For this exercise, copy each line of the records that contains the word "thickness".

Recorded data
++++++++

PR #2079, opened 2022-05-21
fix bug in `plot_boundaries` of `plot2D`

### LINKED ISSUE #2022: 3D simulation 2D visualization PML bug
There appears to be in issue when running 3D simulations and calling plot2D to visualize. It shows PML everywhere, when there shouldn't be. 

```import meep as mp
import meep.adjoint as mpa
import numpy as np

diamond = mp.Medium(index=2.4)  # Lossless diamond
air = mp.Medium(index=1.0)  # Lossless air

# Geometry
radius = 0.88
geometry = [
    mp.Cylinder(radius=radius, height=0.22, material=diamond),  
]

# Source
fcen = 1.67969  # Center frequency
df = 0.05  # pulse frequency width
sources = [
    mp.Source(src=mp.GaussianSource(fcen, fwidth=df), component=mp.Ex, center=mp.Vector3(0.88 - 0.15, 0, 0.00))
]  # Dipole source

# Simulation
sim = mp.Simulation(
    cell_size=mp.Vector3(7*radius, 7*radius, 10),  # Size of the simulation cell
    geometry=geometry,  # Geometry
    boundary_layers=[mp.PML(1.0,direction=mp.X),mp.PML(1.0,direction=mp.Y),mp.PML(1.0,direction=mp.Z)],  # Boundary conditions
    resolution=10,  # Resolution
    sources=sources,  # Sources
)

# Plot the geometry
sim.init_sim()
if mp.am_really_master():
    plt.figure()
    sim.plot2D(output_plane=mp.Volume(center=mp.Vector3(0, 0, 0), size=mp.Vector3(7*radius, 7*radius, 0)))
    plt.savefig("geom")`
```

geom

cc @smartalecH

oskooi:
Fixes #2022.

Currently, the `plot_boundaries` subroutine of `plot2D` produces the incorrect output when the `output_plane` parameter passed to `plot2D` defines an area which does *not* include the PML boundaries. This can be demonstrated using the [`examples/oblique-planewave.py`](https://github.com/NanoComp/meep/blob/master/python/examples/oblique-planewave.py). The output region defined by `output_plane` does not include the PMLs but they incorrectly appear in the wrong location in the output.

Also includes some general formatting tweaks to `visualization.py` to improve readability.

```py
cell_size = mp.Vector3(14,10,0)

pml_layers = [mp.PML(thickness=2,direction=mp.X)]

nonpml_vol = mp.Volume(center=mp.Vector3(), size=mp.Vector3(10,10,0))

sim.plot2D(fields=mp.Ez,
           output_plane=nonpml_vol)
```
pw_bug

With this PR, the output does not include the PML boundaries in the *x* direction.
pw

cc @hammy4815

### DIFF
--- a/python/visualization.py
+++ b/python/visualization.py
@@ -99,7 +99,10 @@ def filter_dict(dict_to_filter, func_with_kwargs):
 
 def place_label(ax, label_text, x, y, centerx, centery, label_parameters=None):
 
-    label_parameters = default_label_parameters if label_parameters is None else dict(default_label_parameters, **label_parameters)
+    if label_parameters is None:
+        label_parameters = default_label_parameters
+    else:
+        label_parameters = dict(default_label_parameters, **label_parameters)
 
     offset = label_parameters['offset']
     alpha = label_parameters['label_alpha']
@@ -215,6 +218,17 @@ def get_2D_dimensions(sim, output_plane):
     sim_center, sim_size = (intersection_vol.center, intersection_vol.size)
     return sim_center, sim_size
 
+
+def box_vertices(box_center, box_size):
+    xmin = box_center.x - 0.5*box_size.x
+    xmax = box_center.x + 0.5*box_size.x
+    ymin = box_center.y - 0.5*box_size.y
+    ymax = box_center.y + 0.5*box_size.y
+    zmin = box_center.z - 0.5*box_size.z
+    zmax = box_center.z + 0.5*box_size.z
+
+    return xmin, xmax, ymin, ymax, zmin, zmax
+
 # ------------------------------------------------------- #
 # actual plotting routines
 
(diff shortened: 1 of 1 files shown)


python/visualization.py
```diff
@@ -336,11 +347,15 @@ def sort_points(xy):
...
+    if eps_parameters is None:
+        eps_parameters = default_eps_parameters
+    else:
+        eps_parameters = dict(default_eps_parameters, **eps_parameters)
 
     # Determine a frequency to plot all epsilon
     if frequency is not None:
-        warnings.warn('The frequency parameter of plot2D has been deprecated. Use the frequency key of the eps_parameters dictionary instead.')
+        warnings.warn("The frequency parameter of plot2D has been deprecated. "
+                      "Use the frequency key of the eps_parameters dictionary instead.")
```
stevengj, line 358: I really wish you wouldn't mix bugfix PRs with a bunch of unrelated changes.  It's a bad habit.

stevengj:
Does it work correctly if the `output_plane` partially intersects the PML?

oskooi:
> Does it work correctly if the output_plane partially intersects the PML?

Yes, it works correctly in this case as well. Here is a demonstration based on the example above with a PML thickness of 2.0. The `output_plane` only intersects the PML over a distance of 1.0 on each side in the *x* direction.
```py
nonpml_vol = mp.Volume(center=mp.Vector3(),
                       size=mp.Vector3(12,10,0))
sim.plot2D(fields=mp.Ez,
           output_plane=nonpml_vol)
```
pw_partial_overlap

For comparison, here is the output using the master branch (5275f4312). The PML thickness incorrectly appears as 2.0.

pw_bug_partial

++++++++

**FINISHED TASK**
pml_layers = [mp.PML(thickness=2,direction=mp.X)]
Yes, it works correctly in this case as well. Here is a demonstration based on the example above with a PML thickness of 2.0. The `output_plane` only intersects the PML over a distance of 1.0 on each side in the *x* direction.
For comparison, here is the output using the master branch (5275f4312). The PML thickness incorrectly appears as 2.0.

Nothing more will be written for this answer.